# How much does your chi weigh? How old are they?



## Hollysmom (Nov 26, 2011)

I took Holly into Petsmart yesterday and got her weighed. She weighs a whoppin' 4.2 lbs at 6 1/2 months! I had previously thought she weighed 5 lbs, but I used my home scale for that weigh in so I'm guessing it's not very accurate? Or maybe it is?  Speaking of accurate, does anyone know if the scales at Petsmart are all set the same? The last time I weighed Holly on one of their scales she weighed 4.1 lbs. That was back in December, but it was at a different Petsmart. Just wondering as I want to make sure she's growing correctly. 

Speaking of Petsmart, I got a couple of new toys for Holly and a new doggie dish. We also got to see a lot of different doggies while we were there. There were even a couple of chis. :coolwink:


----------



## ~*Jessie*~ (Aug 8, 2007)

Emma: 3lbs, 2 years
Tucker: 5lbs, 3 years
Chloe: 7.5lbs, almost 6 years
Rylie: 4lbs, 6 years


----------



## Hollysmom (Nov 26, 2011)

Is that them in your siggy?

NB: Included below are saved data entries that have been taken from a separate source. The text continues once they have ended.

PR #3602, opened 2024-07-01
Non-Blocking AVX512 Build on self-hosted github runner

mengdilin:
Start beta-testing AVX512 Build on self-hosted github runner with label faiss-aws-m7i.xlarge. This build is non-blocking on the PRs right now (via the parameter `continue-on-error`)

### DIFF
--- a/.github/workflows/build.yml
+++ b/.github/workflows/build.yml
@@ -66,6 +66,7 @@ jobs:
       - uses: ./.github/actions/build_cmake
         with:
           opt_level: avx512
+        continue-on-error: true # non-blocking mode for now
   linux-x86_64-GPU-cmake:
     name: Linux x86_64 GPU (cmake)
     needs: linux-x86_64-cmake
--- a/.github/workflows/build.yml
+++ b/.github/workflows/build.yml
@@ -57,6 +57,7 @@ jobs:
   linux-x86_64-AVX512-cmake:
     name: Linux x86_64 AVX512 (cmake)
     continue-on-error: true # non-blocking mode for now
+    needs: linux-x86_64-cmake
     runs-on: faiss-aws-m7i.xlarge
     steps:
       - name: Checkout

They're very cute!


----------



## theshanman97 (Feb 19, 2012)

my chi cross tillie is 7 months , 2 weeks and 2 days and she weights just under 5 pound  i weigh her on the wii fit plus it has a section for animals


----------



## Maia's Mom (Oct 13, 2011)

My daughter's chi, Bear is a year and 1 month he weighs 8lbs
My chi, Maia, is almost 6 moths and she weighs 7.8lbs

My vet weighed both of them. I can't wait until the weather warms up because then they can get outside more.....


----------



## jesuschick (Dec 5, 2010)

Hope, 17 months-4.0 lbs.
Ruby, 16 months-4.0 lbs.
Eden, 13 months-3.6 lbs.

I like weighing them at the same place because scales can vary and with our breed we need to watch weights carefully. Especially those of us who feed based on the dog's weight. I do not want them losing weight.
Chis cannot swing a pound or two like a bigger dog could!


----------



## Missygal (May 19, 2011)

Bailey is 11 months and weighs 5.5 pounds.


----------



## proudpeyotemama (Feb 20, 2012)

My female Chi, Ote, is about 8 months and weighs 1.8 to 2 lbs. (depending on if her belly is full or not!). She's not too thin, just very petite. She was the runt of the litter by a lot!


----------



## svdreamer (Feb 20, 2010)

Reggie - about 8 years old 8 pounds 7 oz
Gonzo - about 4 years old, 6 pounds
Lexxi - about 7 years old, 8 pounds
Billy - 3 years old, 6 pounds, 2 oz
Tico - about 15 years old, 4 pounds, 9 oz.
Smoke - 1 year old, 7 pounds, 11 oz
Pepper - 1 year old, 5 pounds, 4 oz.
Marmalade (chi/corgi mix) - 6 years old, 16.9 pounds
Twiggy - 3 years old, 2 pounds, 14 oz.
Delilah - About 2 years old, 5 pounds 11 oz.
Isis - (chi/rat terrier mix) 1 year old, 13.2 pounds
Chumley - (Basenji/chi? mix) 11 months old, 12.6 pounds
Sherman - (chiweenie) 7 months old, 8 pounds
Babushka - 5 months old, 4 pounds, 14 oz.
Abby - (chiweenie) 18 months old, 6 pounds 10 oz (feeding babies)


----------



## Jennmay (Dec 31, 2011)

Hmm I did not know Petsmart had scales?? I never seen them at mine.


----------



## jesuschick (Dec 5, 2010)

Jenn they do if they have the Banfield animal health centers in them.


----------



## Jennmay (Dec 31, 2011)

Mine does so is that free?? I have no scale to keep up on Holly's weight.


----------



## CHITheresa (Apr 30, 2011)

Amberleah lou lou is 10 months and 4 weeks old and is 3.1 lbs


----------



## Tink (Oct 14, 2009)

Tango is almost 5 and he weighs 3lbs 8ozs. Jazz is around 2 1/2 and she weighs 3lbs 12 ozs.


----------



## michele (Jan 12, 2009)

Dottie is 1 and a half ,weight is 2lbs 2 oz


----------



## Hollysmom (Nov 26, 2011)

theshanman97 said:


> my chi cross tillie is 7 months , 2 weeks and 2 days and she weights just under 5 pound  i weigh her on the wii fit plus it has a section for animals


How cool! I never knew that! Not that it matters much. I don't have a wii. I have a PS3. 



Maia's Mom said:


> I can't wait until the weather warms up because then they can get outside more.....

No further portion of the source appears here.